For a digraph $D=\left(V,A\right)$ , if we partition $V$ into $k$ types, then we may construct a undirected graph $C^k\left(D\right)=\left(V,E\right)$ of $D$ as follows

1) $uv\in E$ if and only if there exists some vertex $x\in V$ such that $\left(u\mathrm{,}x\right)\mathrm{,}\left(v\mathrm{,}x\right)\in A$ and $u\mathrm{,}v$ are of same type, or

2) $uv\in E$ if and only if there exists some vertex $x\in V$ such that $\left(u\mathrm{,}x\right)\mathrm{,}\left(v\mathrm{,}x\right)\in A$ and $u\mathrm{,}v$ are of different types.

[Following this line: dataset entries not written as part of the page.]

PR #7777, opened 2020-06-03
adding op-codes for syscall ipc for shmat/shmdt

markalle:

(the opcodes being undefined on the system made it select the


bwbarrett:
It looks like your commit message got truncated before the signed-off-by part

gpaulsen:
@markalle can you please check if this affects v3.0.x or v3.1.x on RHEL8, and if so, please cherry-pick there as well?

PR #7778, opened 2020-06-03
v4.0.x: adding op-codes for syscall ipc for shmat/shmdt

markalle:

(the opcodes being undefined on the system made the #define HAS_SHMDT
evaluate to false so intercept_shmat / intercept_shmdt were

(cherry picked from commit e8fab058dac7300569cb54b08e5500115f8bab8f)

### DIFF
--- a/opal/mca/memory/patcher/memory_patcher_component.c
+++ b/opal/mca/memory/patcher/memory_patcher_component.c
@@ -15,7 +15,7 @@
  *                         reserved.
  * Copyright (c) 2016-2017 Research Organization for Information Science
  *                         and Technology (RIST). All rights reserved.
- * Copyright (c) 2016-2019 IBM Corporation.  All rights reserved.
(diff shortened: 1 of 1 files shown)


gpaulsen:
@markalle Please update the commit comment.  As @bwbarrett pointed out on the master PR #7777, it looks like the commit message was truncated.

markalle:
I updated the commit, I was just meaning for it to describe how IPCOP_shmat/shmat not being defined in the system causes the macro to be false so intercept_shmat/shmdt go undefined

markalle:
I've submitted a bug report to gcc to see if they agree that the suspicious early store of r2 should be considered a bug, and gave a simple reproducer.  I'm also submitting a bug report to xlc because our compiler can do the same thing.

https://gcc.gnu.org/bugzilla/show_bug.cgi?id=95692

PR #7786, opened 2020-06-04
dist: Update NEWS

bwbarrett:
It looks like we've been lazy updating the NEWS file in master.
Sync to reality.


bwbarrett:
Arg!  Not sure why the unicode got messed up.  Grumble.  marking do not merge until I fix that.

PR #7788, opened 2020-06-04
adding op-codes for syscall ipc for shmat/shmdt

markalle:

(the opcodes being undefined on the system made the #define HAS_SHMDT
evaluate to false so intercept_shmat / intercept_shmdt were

(cherry picked from commit e8fab058dac7300569cb54b08e5500115f8bab8f)
(cherry picked from commit 57c7d682334a997e302712842d1e4348bb03f2b6)


jsquyres:
Can you refresh this to cherry pick from the master commit?

markalle:
Sure, v4.0.x and v3.0.x are both cherry picks with a tiny merge edit.  So for v3.0.x I cherry picked from the v4.0.x, but logically it's a cherry pick from master.  I'll edit the checking message so it just has the e8fab05

gpaulsen:
CI failed with these two configure options:
```
open-mpi.build.autogen_options » --no-oshmem completed with result FAILURE
open-mpi.build.autogen_options » --no-orte completed with result FAILURE
```
I don't see how those are related to this PR though.

jsquyres:
bot:ompi:retest

jsquyres:
> CI failed with these two configure options:

Looks like transient SSL certificate issues.

jsquyres:
@markalle Is there a v3.1.x version of this PR?

PR #7802, opened 2020-06-10
mtl/ofi: break from progress loop when events are read

badgerious:
Once any number of events are read, return immediately, rather than
waiting for fi_cq_read() to return FI_EAGAIN or an error. This can
improve observed latency if the user application is in a blocking call
waiting for us to return. Breaking here also means
ofi_progress_event_count serves as an upper bound for the total number
of events read in a single call (without it, we could read far more, as
long as new events continue to arrive).

Signed-off-by: Eric Badger <eric@badgerio.us>

### DIFF
--- a/ompi/mca/mtl/ofi/mtl_ofi.h
+++ b/ompi/mca/mtl/ofi/mtl_ofi.h
@@ -109,64 +109,58 @@ ompi_mtl_ofi_context_progress(int ctxt_id)
      * From the completion's op_context, we get the associated OFI request.
      * Call the request's callback.
      */
-    while (true) {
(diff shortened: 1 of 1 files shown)


bwbarrett:
ok to test

badgerious:
> However, given the rest of the loop, the right fix should be to remove the `while (true) {`, rather than just adding a `break`.

Good point. I've reorganized it to drop the while loop.

bwbarrett:
bot:aws:retest - looks like clang37 had a hang running the connectivity test.

awlauria:
bot:ompi:retest

awlauria:
bot:ompi:retest

awlauria:
bot:ompi:retest

awlauria:
bot:ompi:retest

PR #7807, opened 2020-06-11
Backport OFI changes from master to v4.1.x

bwbarrett:
This patch series backports all the significant changes from the OFI BTL, common, and MTL components.  The diff between master and v4.1.x are all repository-wide code cleanups that weren't worth pulling in.


rhc54:
Is there any data we provide in master that you need backported? If so, I can provide a commit to add some support to ORTE (don't think it is much).

hppritcha:
I'd like  9f1081a07ac3c7b7277a27277ed970ed713207c9 and 45b643d0cfa46f1abb9a5f43cf0ff304cf6a5fea brought over as well.  no sense to leave them out.
I think we also need ae2a447b0eddaac057beecdba99e10903051a2a7.

hppritcha:
looks good.   I will look at possibly adding the include/exclude common list in a way that doesn't mess up backwards compatibility but not a high priority.

gpaulsen:
@bwbarrett  This PR may have caused this MTT build failure last night: https://mtt.open-mpi.org/index.php?do_redir=3240

PR #7811, opened 2020-06-11
openmpi.spec: Remove libtool archive files in packaging

zhngaj:
Libtool archive files (.la files) create an unnecessary dependency
between linked applications and the development versions of packages
upon which Open MPI depends (to get the .so.1 -> .so symlink).

Remove .la libtool archive files to keep the best practice in
package builders.

Signed-off-by: Jie Zhang <zhngaj@amazon.com>

### DIFF
--- a/contrib/dist/linux/openmpi.spec
+++ b/contrib/dist/linux/openmpi.spec
@@ -150,6 +150,10 @@
 %global _binary_filedigest_algorithm 1
 %global _source_filedigest_algorithm 1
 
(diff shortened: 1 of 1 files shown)


bwbarrett:
ok to test

jsquyres:
I have a dim recollection that at least some users actually *want* the `.la` files.

Should this be a configurable option?  Perhaps it would be ok to default it to "off" (i.e., to remove the `.la` files)...?

zhngaj:
Updated with configure option.

PR #7823, opened 2020-06-16
Fix typos in OSC RDMA BTL allowlist

jsquyres:
OSC rdma had a reference to `openib`, which no longer exists on master.  It also had a typo for the `tcp` BTL (but even after fixing that typo, OSC rdma does not activate itself when the TCP BTL is used).

### DIFF
--- a/ompi/mca/osc/rdma/osc_rdma_component.c
+++ b/ompi/mca/osc/rdma/osc_rdma_component.c
@@ -245,7 +245,7 @@ static int ompi_osc_rdma_component_register (void)
                                             MCA_BASE_VAR_SCOPE_GROUP, &mca_osc_rdma_component.locking_mode);
     OBJ_RELEASE(new_enum);
 
-    ompi_osc_rdma_btl_names = "openib,ugni,uct,ucp";
+    ompi_osc_rdma_btl_names = "ugni,uct,tcp";
     opal_asprintf(&description_str, "Comma-delimited list of BTL component names to allow without verifying "
              "connectivity. Do not add a BTL to to this list unless it can reach all "
              "processes in any communicator used with an MPI window (default: %s)",


jsquyres:
@bwbarrett @awlauria @rhc54 This is the cause of so many of the Cisco MTT failures over the past month or two.

bwbarrett:
Either someone is going to put in effort to fix the PT2PT component or fix the RDMA component.  Why would we put effort into the PT2PT component?

rhc54:
I believe nobody disputes that statement - the issue is: who is going to put in the effort? Simply removing p2p isn't the answer. To date, nobody has been willing to make the effort. Perhaps providing a clean mechanism by which BTLs can reject OSC operations with an appropriate error would solve it - but somebody would have to make the effort to create that too. 🤷‍♂️

hjelmn:
I will take a look at btl/tcp.

jsquyres:
Even if BTL tcp is fixed, do users running on a single node (e.g., a laptop) have to run `mpirun --mca btl sm,self,tcp` to have MPI_WIN_CREATE work properly?

jsquyres:
Per discussion on the weekly OMPI call today, I changed this PR to solely remove `openib` and fix the typo in the OSC pt2pt allowlist.

ompi/mca/osc/rdma/osc_rdma_component.c
```diff
@@ -245,7 +245,7 @@ static int ompi_osc_rdma_component_register (void)
                                             MCA_BASE_VAR_SCOPE_GROUP, &mca_osc_rdma_component.locking_mode);
     OBJ_RELEASE(new_enum);
 
-    ompi_osc_rdma_btl_names = "openib,ugni,uct,ucp";
+    ompi_osc_rdma_btl_names = "ugni,uct,tcp";
```
bwbarrett, line 248: should ofi be in this list?

jsquyres: Good question.  I defer to @hjelmn to answer that...

awlauria:
bot:ompi:retest

awlauria:
bot:ompi:retest

awlauria:
One more time..
bot:ompi:retest

awlauria:
bot:ompi:retest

It is easy to see that $C^1\left(D\right)=C\left(D\right)$ for a given digraph $D$ , and we note that multitype graphs can be used to study the multi-species in ecology and have been deeply studied, see [23] [24] . So these generalizations of competition graphs may be more realistic and more interesting.

Acknowledgements

We thank the editor and the referee for their valuable comments. The work was supported in part by the Natural Science Foundation of Hebei Province of China under Grant A2015106045, and in part by the Institute of Applied Mathematics of Shijiazhuang University.